What aspect of solving linear equations is this student struggling with?  From the student’s point of view, why does the moves made seem like the right ones?

Are there any interesting things that you do to help students with linear equations? How do you make the right moves seem intuitive?

  • John Acheson

    I too see this all the time. The student obviously does not understand that each and every element needs to be addressed. I tried to focus on combining like terms before they start moving terms to get the variables on one side and the constants on the other.

  • Hawke

    I wouldn’t touch the mistakes on #5 yet; the underlying misunderstandings indicated by #4 need to be addressed first.

    This student’s simplification in #4 seems to indicate a desire to “get rid of” terms. First, the student gets rid of the 8x on the right side, then decides to get rid of the 4x. This is done through a trick that the student has learned, namely, to subtract the same term from here and from there (which are supposed to be on opposite sides of the equation, but which he/she forgets in the second step, because the student isn’t particularly attentive to the fact that this trick exists to maintain equivalence of both sides of the equation.)

    To address this, I would ask the student to first forget any tricks he/she may have learned to solve linear equations, and first try to build a conceptual understanding of what an equation like this represents. I’d take it down a notch on the ladder of abstraction by having the student represent these quantities on a balance, showing two rods, three units, and four more rods on the left. On the right, I’d put nine units, eight blocks, then remove five units. Instead of skipping right to algebraic methods, I’d ask the student to use guess-and-check to find the value of each rod. Is each rod (x) five? Let’s see, that would give us 33 on the left and 44 on the right. So 33=44…true or false? Let’s try something else. And so on.

    After spending some time here, I’d then show the student how, sometimes, a faster method of guessing and checking is to first simplify the picture/balance by combining rods, removing the same number of rods from both sides, etc.

    None of these are my ideas; they’re all taken directly from the Hands-On Equations series. I’ve tried ignoring conceptual gaps like this and just plowing through with better tricks, and it hasn’t ever ended well.
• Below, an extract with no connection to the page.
PR #1060, opened 2026-05-09
fix(web): render static previews for sketch json files

### LINKED ISSUE #126: Sketch files in Design Files cannot be previewed and show as broken thumbnails
Summary:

The only real long-term success I’ve ever had with this type of issue has been through building strong conceptual understanding and introducing procedural tricks only when kids understand how the tricks themselves are coherent with the math they were already performing.

  • secretseasons

    Before even getting to the algebra that takes up the bulk of the work in #4, I’d want to know what happened at the very end, when the student concludes that 1/6 = -6. Was this a careless mistake or does it indicate a deep problem?
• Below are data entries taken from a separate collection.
PR #1067, opened 2026-05-09
fix: improve Orbit and packaged data-dir startup errors

mrcfps:
## Summary
- fix the Orbit settings Strict Mode mounted-guard bug so `Run it now` re-enables after connected connectors load
- preflight packaged `dataRoot` writability before sidecar startup and show a user-facing Electron error dialog for actionable recovery
- expand daemon and packaged diagnostics with clearer causes plus targeted permission-repair guidance, and add regression tests for both flows

## Validation
- pnpm --filter @open-design/web test -- SettingsDialog.orbit.test.tsx
- pnpm --filter @open-design/packaged test
- pnpm --filter @open-design/packaged typecheck
- pnpm --filter @open-design/daemon exec tsc -p tsconfig.json --noEmit

### DIFF
--- a/apps/packaged/src/launch.ts
+++ b/apps/packaged/src/launch.ts
@@ -1,12 +1,102 @@
-import { mkdir } from "node:fs/promises";
+import { access, mkdir, stat } from "node:fs/promises";
+import { constants as fsConstants } from "node:fs";
+import { dirname } from "node:path";
+import { userInfo } from "node:os";
 
 import { app } from "electron";
 
 import type { PackagedNamespacePaths } from "./paths.js";
 
+export class PackagedPathAccessError extends Error {
+  readonly title: string;
+
+  constructor(message: string, options?: { cause?: unknown; title?: string }) {
+    super(message, options);
+    this.name = "PackagedPathAccessError";
+    this.title = options?.title ?? "Open Design cannot access its data folder";
+  }
+}
+
+type PathDiagnostic = {
+  exists: boolean;
+  mode?: number;
+  path: string;
+};
+
+function formatMode(mode: number | undefined): string {
+  if (mode == null) return "unknown";
+  return `0${(mode & 0o777).toString(8)}`;
+}
+
+async function inspectPath(path: string): Promise<PathDiagnostic> {
+  try {
+    const stats = await stat(path);
+    return { exists: true, mode: stats.mode, path };
+  } catch {
+    return { exists: false, path };
+  }
+}
+
+function formatWritablePathError(options: {
+  attemptedPath: string;
+  currentUser: string;
+  diagnostic: PathDiagnostic;
+  error: unknown;
+  parentDiagnostic: PathDiagnostic;
+}): string {
+  const { attemptedPath, currentUser, diagnostic, error, parentDiagnostic } = options;
+  const message = error instanceof Error ? error.message : String(error);
+  const parentPath = dirname(attemptedPath);
+  const diagLines = [
+    `Open Design could not create or write to:`,
+    attemptedPath,
+    "",
+    `Current user: ${currentUser}`,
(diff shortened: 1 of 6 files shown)


nettee (approved):

lefarcen (commented):
Nice fixes on Orbit + packaged startup — the user-facing error dialogs and terminal guidance are especially helpful for the common permissions trap.

A few non-blocking suggestions below to tighten edge-case correctness:

**Minor suggestions (P2/P3):**
- See inline comments for isMountedRef race, packaged POSIX dir-execute check, and cross-platform recovery guidance.

apps/web/src/components/SettingsDialog.tsx
```diff
@@ -2545,8 +2545,15 @@ function OrbitSection({
   // Once the user clicks Generate we close Settings and navigate away. The ref
   // lets late-arriving handlers no-op without React warnings.
   const isMountedRef = useRef(true);
-  useEffect(() => () => {
-    isMountedRef.current = false;
+  useEffect(() => {
```
lefarcen, line 2548: **P2** — The Strict Mode fix resets `isMountedRef` to `true`, but that lets stale async work from an earlier effect pass update state after a newer request has already completed.

Scenario: slow first `fetchConnectors()` or `/api/orbit/status` response can overwrite a later focus-triggered refresh and re-disable `Run it now` even after connected connectors loaded.

Suggested fix: use a request-generation ref or per-effect cancellation token for `refreshConnectedCount` and `refreshStatus`, and only commit the latest request result. Add a regression test with deferred connector promises resolved out of order.

apps/packaged/src/launch.ts
```diff
@@ -1,12 +1,102 @@
...
+    `sudo chown -R \"${currentUser}\":staff \"${parentPath}\"`,
+    `chmod -R u+rwX \"${parentPath}\"`,
+  ];
+  return diagLines.join("\n");
+}
+
+export async function verifyPackagedDataRootWritable(paths: Pick<PackagedNamespacePaths, "dataRoot">): Promise<void> {
+  try {
+    await mkdir(paths.dataRoot, { recursive: true });
+    await access(paths.dataRoot, fsConstants.W_OK);
```
lefarcen, line 77: **P2** — The packaged preflight checks `access(dataRoot, W_OK)` only. On POSIX a directory can be writable but not searchable/executable, which still prevents creating files beneath it; the preflight can pass and the daemon then fails later with the less actionable sidecar-startup path.

Suggested fix: check `W_OK | X_OK` for directories or, more robustly, create and delete a temporary probe file inside `dataRoot`. Add a POSIX-only regression test for a directory without execute permission.

apps/packaged/src/launch.ts
```diff
@@ -1,12 +1,102 @@
...
+    `Target mode: ${formatMode(diagnostic.mode)}`,
+    `Parent exists: ${parentDiagnostic.exists ? "yes" : "no"}`,
+    `Parent mode: ${formatMode(parentDiagnostic.mode)}`,
+    "",
+    `Common causes:`,
+    `• the folder was created by another user (for example with sudo)`,
+    `• the parent folder is not writable`,
+    `• the folder is a symlink to a protected location`,
+    "",
+    `Try in Terminal:`,
```
lefarcen, line 66: **P3** — The recovery commands are macOS-specific but these code paths run on Linux and Windows packaged builds too. `sudo chown -R "<user>":staff` is wrong on Linux for many users and unusable on Windows, so the "actionable" dialog becomes misleading on supported platforms.

Suggested fix: format guidance by `process.platform`: macOS can use `:staff`, Linux should omit the group or use the user's primary group, and Windows should suggest `icacls`/Explorer permissions instead. Same applies to daemon/server.ts:790.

    So I think I’d ask the student to solve things like 4x=1 and 7x=1 and maybe throw in something like 8x=3 and see what they do with that before we step back up to the linear equations issues.

  • Dave Radcliffe

    I’ve seen the suggestion that students should be taught to move all of the terms to the left side, i.e. write the equation in the form ax+b=0. This might be less confusing than moving the variable terms to one side and the constant terms to the other side. Has anyone tried this approach?